WHAT IS BEING ASKED: Please go line by line through the material and copy each one containing the word "where".

RECORDS FOR PROCESSING:
Start of Block
Issue #335, opened 2020-06-08
Order should be a member of PyccelAstNode


EmilyBourne:
The `order` property is added to PyccelAstNode in PR #342, but it still need to be properly calculated in the following classes:

- [x] PythonTuple
- [ ] Len
- [x] Array (order is initialised but in Basic not the PyccelAstNode property)
- [ ] Rand
- [x] Full (order is initialised but in Basic not the PyccelAstNode property)
- [x] PyccelOperator ( and PyccelDiv )
- [x] PyccelBooleanOperator
- [x] PyccelAssociativeParenthesis
- [x] PyccelUnary
- [x] DottedVariable
- [x] FunctionCall
- [x] IndexedVariable
- [x] IndexedElement

This will require changes in different parts of the code, and we will also need to add more tests to make sure that everything works.

yguclu:
The first step should be to raise an error when an expression contains objects with different `order`. Later on we will perform transpose operations where needed.

PR #342, opened 2020-06-17
Clean type inference

saidctb:
In this PR we cleaned up the `infere_type` method in `Semantics`  where we use the `PyccelAstNode` attributes to get the necessary type informations,  now all the type calculation are done locally in each object  and the `infere_type` method only extracts  the type informations without any calculations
End of Block
RESPONSE TO THIS EXERCISE:
The first step should be to raise an error when an expression contains objects with different `order`. Later on we will perform transpose operations where needed.
In this PR we cleaned up the `infere_type` method in `Semantics`  where we use the `PyccelAstNode` attributes to get the necessary type informations,  now all the type calculation are done locally in each object  and the `infere_type` method only extracts  the type informations without any calculations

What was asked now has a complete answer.